**Assignment:** Find the string "should" in the data, then copy every line where it is found.

---------------

PR #274, opened 2026-09-20
9/20/2026

kwcckw:


frame_2D_alg/agg_recursion.py
```diff
@@ -86,17 +86,18 @@ def cent_TT(dTT, r):  # EM-like weight attr matches | diffs by their match to th
 def cross_comp(root, pL_,r, dF=None,rL=None, fall=1):
 
     L_,N_ = [],[]
-    for dist, dy_dx, _N,N, lc,lr, pTT,m,_ in pL_:
+    for dist, dy_dx, _N,N, lc,lr, pTT,m,_,nexp in pL_:
         if _N != N and (fall or (m>0 and gv_(m*(lc*wN/(lr*cN)) - ave* (r+cN)))):
             Link = comp_N(_N,N, lr,lc, full=not dF, A=dy_dx, span=dist, rL=root)
-            Link.rTT = np.abs(pTT-Link.dTT) / eps_(Link.dTT); L_+=[Link]; N_+=[_N,N]  # relative prediction error/oF
+            Link.nexp=nexp; Link.rTT = np.abs(pTT-Link.dTT) / eps_(Link.dTT); L_+=[Link]; N_+=[_N,N]  # relative prediction error/oF
```
kwcckw, line 92: Sorry, we still need nexp to assign them in L, so that we can use this L.nexp in sum2G later.

frame_2D_alg/agg_recursion.py
```diff
@@ -304,13 +305,23 @@ def trans_cluster(G):
...
+                C += Ct.C; R += Ct.r  # not sure
+                if g_:= cluster_N(root, med_, Ct.r,Ct.c): G_ += g_;  # increment R and C frpm g_ here?
         if gv_(M* C* wX - ave * (R+1+cX)):  # mdecay(L_)-decay? eval len n_?
             G_ = cross_comp(root, proj_L_(combinations(G_,2),root,R), R,root.nF)  # agg+
     return G_
 
 def cluster_C(Ft, E_,_r,_c):  # form centroids by clustering exemplar surround via rims of new member nodes, within root
 
-    N_= copy(Ft.N_); _C_=[]  # revert if 0 clusters?
+    N_= copy(Ft.N_); _C_=[]  # revert if 0 clusters? (current cluster_C's scope is limited to selected G's N_ only?)
```
kwcckw, line 324: Right now cluster_C uses selected G's selected N_ as exemplar, but for the scope, it may extend to those non-selected G and G.N_?

frame_2D_alg/agg_recursion.py
```diff
@@ -86,17 +86,18 @@ def cent_TT(dTT, r):  # EM-like weight attr matches | diffs by their match to th
...
-            Link.rTT = np.abs(pTT-Link.dTT) / eps_(Link.dTT); L_+=[Link]; N_+=[_N,N]  # relative prediction error/oF
+            Link.nexp=nexp; Link.rTT = np.abs(pTT-Link.dTT) / eps_(Link.dTT); L_+=[Link]; N_+=[_N,N]  # relative prediction error/oF
     if L_:
         Lt = root.Lt = sum2F(L_,root, nF='Lt'); m,d,tt,c,r = Lt.m,Lt.d,Lt.dTT,Lt.c,Lt.r; FV_(CoF.get(),tt,c,r)
         if dF:  # comp_F: no cluster_,recursion
             add2F(dF,CF(N_=L_,m=m,d=d,dTT=tt,c=c,r=r),merge=1); add2F(rL,dF,merge=2); return
         for N in (N_:= list(set(N_))):
             N.Rt = sum2F(N.rim,root=N,nF='Rt') if N.rim else CF(root=N,nF='Rt')
         if gv_(val_(tt,ttcN) * (c*wcN/(r*ccN)) * ((len(L_)-1)*wL) - ave):
+            for N in N_: N.fin = 0  # reset from sub+
```
boris-kz, line 100: this reset should be in sub+

frame_2D_alg/agg_recursion.py
```diff
@@ -304,13 +305,23 @@ def trans_cluster(G):
             root.N_ = G_; root.dTT=TT; root.c=C; r=root.r=R; root.m=M, root.d=D
         FV_(CoF.get(), *sum_vt(G_)[:-1],R)
         # add cluster_C, cluster_P, cluster_N(med_)
+        for G in G_:
+            N_ = []
+            if G.d * (G.c*wcC/(G.r*ccC)) * ((len(G.N_)-1)*wL) > avd:  # high variance
+                N_ += [N for G in G_ for n in G.N_ if N.m * (G.c*wcC/(G.r*ccC)) > ave]  # or use get_exemplar?
+            if Ct:= cluster_C(root, N_, R,C):
+                med_ = [C.N_[int(np.argmax(C.m_))] for C in Ct.N_]
```
boris-kz, line 313: this should be packed in cluster_C

kwcckw: Okay right thanks, that's including the reset of fin and exe assignment.

frame_2D_alg/agg_recursion.py
boris-kz: I think primary process is global cluster_C(G_), which is creating med_ for agg+ cluster_N
sub+ should only extend xcomp rng and der, which add internal nesting 
but rng+ links should extend beyond G and be used for G merging?

boris-kz: astra: 
The added block still mixes **global centroid selection** with **subdivision inside Gs**.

---------------

**Response to this exercise:**
boris-kz, line 100: this reset should be in sub+
boris-kz, line 313: this should be packed in cluster_C
sub+ should only extend xcomp rng and der, which add internal nesting 
but rng+ links should extend beyond G and be used for G merging?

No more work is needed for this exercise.